— What the task requires —
Return every entry from the listing below unaltered.
▶
PR #526, opened 2017-09-14
Fixes #20919 - use Shellwords.escape to escape hammer user/pass

evgeni:


johnpmitsch (approved):
awesome hammer_cmd wrapper!

PR #527, opened 2017-09-14
Fixes #20921 - use String.chomp instead of slicing to remove newlines

evgeni:


johnpmitsch (approved):
```
irb(main):005:0> `hammer -u admin -p changeme$ capsule list | grep "changed34" | awk '{ print $1 }'`.chomp
=> "1"
```
Much better way of doing things, thanks! :)

johnpmitsch:
@evgeni just needs a rebase from the `hammer_cmd` PR

evgeni:
rebased

PR #528, opened 2017-09-14
Fixes #20922 - use highline for user promting

evgeni:


evgeni:
rebased

sean797 (approved):
ACK. Thanks @evgeni 👍 Sorry about the late review

ehelms:
highline is not default ruby is it? So the spec files that include this file will need to require this package now?

evgeni:
@ehelms you are right, even though katello-backup was using highline before, w/o explicitly adding that dep. added now.

evgeni:
[test]

ehelms:

evgeni:
moved to https://github.com/theforeman/foreman-packaging/pull/1928

PR #529, opened 2017-09-14
Fixes #20924 - check credentials before doing any changes

evgeni:
depends on https://github.com/Katello/katello-packaging/pull/526

### DIFF
--- a/katello/katello-change-hostname
+++ b/katello/katello-change-hostname
@@ -171,6 +171,12 @@ def precheck
     fail_with_message("There is a problem with the server, please check 'hammer ping'")
   end
 
+  STDOUT.puts "\nChecking credentials"
+  hammer_cmd("capsule list")
+  unless $?.success?
+    fail_with_message("There is a problem with the credentials, please retry")
+  end
+
   if @options[:confirm]
     response = true
   else


katello/katello-change-hostname
```diff
@@ -170,6 +171,12 @@ def precheck
     fail_with_message("There is a problem with the server, please check 'hammer ping'")
   end
 
+  STDOUT.puts "\nChecking credentials"
```
johnpmitsch, line 174: I was trying to think if there is a more generic command we can use, but can't really find one! Maybe @akofink can think of one (we are just trying to check if the username/password credentials are correct)

katello/katello-change-hostname
```diff
@@ -170,6 +171,12 @@ def precheck
...
+  hammer_cmd("capsule list")
+  unless $?.exitstatus == 0
```
johnpmitsch: can we use `$?.success?` syntax here? I use it in other places in the script.

johnpmitsch (changes requested):
just a couple small comments

katello/katello-change-hostname
akofink: `hammer ping` ?

evgeni: `hammer ping` does not require credentials, and it does not error out for wrong ones either.
we could do `hammer user info --name #{@options[:username]}`, but that feels equally ugly.

katello/katello-change-hostname
evgeni: Yes we can!

katello/katello-change-hostname
johnpmitsch: I'm fine with `capsule list`, since we will run that later.

johnpmitsch (approved):
Works well
```
[root@changed34 ~]# ./katello-change-hostname -u admin -p notmypassword changedagain.example.com

Checking hostname validity

Checking overall health of server

Checking credentials
Invalid username or password
There is a problem with the credentials, please retry
```
and with the actual password
```
[root@changed34 ~]# ./katello-change-hostname -u admin -p changeme$ -yd changedagain.example.com
```
worked as expected :+1:

PR #1502, opened 2026-08-18
Fix Sentry

LeandraH:
### Short Description

Our latest test release failed because of a minor Sentry release that handles auth tokens differently. It only accepts a Sentry URL (which we need because ours is self-hosted) if it's handed in from the same source as the auth token. We hand in the token as an environment variable in CircleCI, so the newer release went looking for a Sentry URL, didn't find one, and went for the default one, where our token doesn't exist.

### Proposed Changes

- Instead of just taking the newest Sentry version, we set the version in the package.json
- Make the Sentry URL also an environment variable
- Let the release continue even if the Sentry upload fails, I think we can handle Sentry being marginally less useful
◀
— Solution —
PR #526, opened 2017-09-14
Fixes #20919 - use Shellwords.escape to escape hammer user/pass

evgeni:


johnpmitsch (approved):
awesome hammer_cmd wrapper!

PR #527, opened 2017-09-14
Fixes #20921 - use String.chomp instead of slicing to remove newlines

evgeni:


johnpmitsch (approved):
```
irb(main):005:0> `hammer -u admin -p changeme$ capsule list | grep "changed34" | awk '{ print $1 }'`.chomp
=> "1"
```
Much better way of doing things, thanks! :)

johnpmitsch:
@evgeni just needs a rebase from the `hammer_cmd` PR

evgeni:
rebased

PR #528, opened 2017-09-14
Fixes #20922 - use highline for user promting

evgeni:


evgeni:
rebased

sean797 (approved):
ACK. Thanks @evgeni 👍 Sorry about the late review

ehelms:
highline is not default ruby is it? So the spec files that include this file will need to require this package now?

evgeni:
@ehelms you are right, even though katello-backup was using highline before, w/o explicitly adding that dep. added now.

evgeni:
[test]

ehelms:

evgeni:
moved to https://github.com/theforeman/foreman-packaging/pull/1928

PR #529, opened 2017-09-14
Fixes #20924 - check credentials before doing any changes

evgeni:
depends on https://github.com/Katello/katello-packaging/pull/526

### DIFF
--- a/katello/katello-change-hostname
+++ b/katello/katello-change-hostname
@@ -171,6 +171,12 @@ def precheck
     fail_with_message("There is a problem with the server, please check 'hammer ping'")
   end
 
+  STDOUT.puts "\nChecking credentials"
+  hammer_cmd("capsule list")
+  unless $?.success?
+    fail_with_message("There is a problem with the credentials, please retry")
+  end
+
   if @options[:confirm]
     response = true
   else


katello/katello-change-hostname
```diff
@@ -170,6 +171,12 @@ def precheck
     fail_with_message("There is a problem with the server, please check 'hammer ping'")
   end
 
+  STDOUT.puts "\nChecking credentials"
```
johnpmitsch, line 174: I was trying to think if there is a more generic command we can use, but can't really find one! Maybe @akofink can think of one (we are just trying to check if the username/password credentials are correct)

katello/katello-change-hostname
```diff
@@ -170,6 +171,12 @@ def precheck
...
+  hammer_cmd("capsule list")
+  unless $?.exitstatus == 0
```
johnpmitsch: can we use `$?.success?` syntax here? I use it in other places in the script.

johnpmitsch (changes requested):
just a couple small comments

katello/katello-change-hostname
akofink: `hammer ping` ?

evgeni: `hammer ping` does not require credentials, and it does not error out for wrong ones either.
we could do `hammer user info --name #{@options[:username]}`, but that feels equally ugly.

katello/katello-change-hostname
evgeni: Yes we can!

katello/katello-change-hostname
johnpmitsch: I'm fine with `capsule list`, since we will run that later.

johnpmitsch (approved):
Works well
```
[root@changed34 ~]# ./katello-change-hostname -u admin -p notmypassword changedagain.example.com

Checking hostname validity

Checking overall health of server

Checking credentials
Invalid username or password
There is a problem with the credentials, please retry
```
and with the actual password
```
[root@changed34 ~]# ./katello-change-hostname -u admin -p changeme$ -yd changedagain.example.com
```
worked as expected :+1:

PR #1502, opened 2026-08-18
Fix Sentry

LeandraH:
### Short Description

Our latest test release failed because of a minor Sentry release that handles auth tokens differently. It only accepts a Sentry URL (which we need because ours is self-hosted) if it's handed in from the same source as the auth token. We hand in the token as an environment variable in CircleCI, so the newer release went looking for a Sentry URL, didn't find one, and went for the default one, where our token doesn't exist.

### Proposed Changes

- Instead of just taking the newest Sentry version, we set the version in the package.json
- Make the Sentry URL also an environment variable
- Let the release continue even if the Sentry upload fails, I think we can handle Sentry being marginally less useful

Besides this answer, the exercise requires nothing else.